We further note that under the Equal Pay Act plaintiffs need not rely solely on a discriminatory wage differential between current employees to establish a violation, but may make comparisons to prior employees. See County of Washington v. Gunther, 452 U.S. 161, 101 S.Ct. 2242, 68 L.Ed.2d 751 (1981) (Rehnquist, J. dissenting) at 179 n. 19, 101 S.Ct. at 2253 n. 19; id. at 201-02, 101 S.Ct. at 2263-64. Thus even if it were necessary for the plaintiffs in this case to meet the criteria of the Equal Pay Act to state a claim under Title VII, a theory we reject, see discussion infra, that requirement has been met here.

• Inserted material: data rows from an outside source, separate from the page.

PR #1031, opened 2020-11-25
Set CDVWebViewProcessPoolFactory to public

NiklasMerz:
### Platforms affected
iOS

### Motivation and Context

The InAppBrowser used to import the process pool from the wkwebview plugin. Now the processpool is in the iOS platform and got renamed. Because it's in the private part InAppBrowser can never import it and use the shared pool.

See this issue: https://github.com/apache/cordova-plugin-inappbrowser/issues/751 and PR https://github.com/apache/cordova-plugin-inappbrowser/pull/825

### Description

I just set the file to public in Xcode.

From my understanding this should be public for plugins to use (like IAB to share Cookies). I am not sure if this is the right way to make this public though. Are there any other problems for having this private?

### Checklist


dpogue:
The problem is that this is not part of our public API, it's part of a built-in internal plugin. It lives in `Classes/Private/Plugins` rather than `Classes/Public`.

CDVWebViewProcessPoolFactory is fairly small and self-contained though, so maybe it makes sense to move that one class into the public API?

NiklasMerz:
By setting the checkbox it becomes public and works. But I would agree that moving it to `Classes/Public` would make sense since it should be part of the public API.

NiklasMerz:
I did another commit and moved the class to the `Classes/Public` folder. From my understanding this could be public like it used to be in WKWebView engine plugin. Now the InAppBrowser can use the pool again.

Does anyone know reasons why this is private with the other plugins? Any known issues in the past?

erisu (approved):

timbru31 (approved):
LGTM

NiklasMerz:
Thanks for the reviews. If no one objects I will merge this in 24 hours together with https://github.com/apache/cordova-plugin-inappbrowser/pull/825.

dpogue (approved):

The Equal Pay Act was enacted as an amendment to the Fair Labor Standards Act of 1938, 29 U.S.C. Secs. 201-19. It provides, in relevant part:
No employer having employees subject to any provisions of this section shall discriminate, within any establishment in which such employees are employed, between employees on the basis of sex by paying wages to employees in such establishment at a rate less than the rate at which he pays wages to employees of the opposite sex in such establishment for equal work on jobs the performance of which requires equal skill, effort, and responsibility, and which are performed under similar working conditions, except where such payment is made pursuant to (i) a seniority system; (ii) a merit system; (iii) a system which measures earnings by quantity or quality of production; or (iv) a differential based on any other factor other than sex.
29 U.S.C. Sec. 206(d)(1)
The Bennett Amendment provides:
It shall not be an unlawful employment practice under this subchapter for any employer to differentiate upon the basis of sex in determining the amount of wages or compensation paid or to be paid to employees of such employer if such differentiation is authorized by the provisions of section 206(d) of Title 29 [the Equal Pay Act].
42 U.S.C. Sec. 2000e-2(h).
The court based its conclusion that the Bennett Amendment did not preclude the plaintiffs' Title VII claims on: (1) the language of the Bennett Amendment; (2) the legislative history of the adoption of the Amendment; and (3) the remedial purposes of the Equal Pay Act and Title VII
Gunther, 452 U.S. at 168-80, 101 S.Ct. at 2247-53.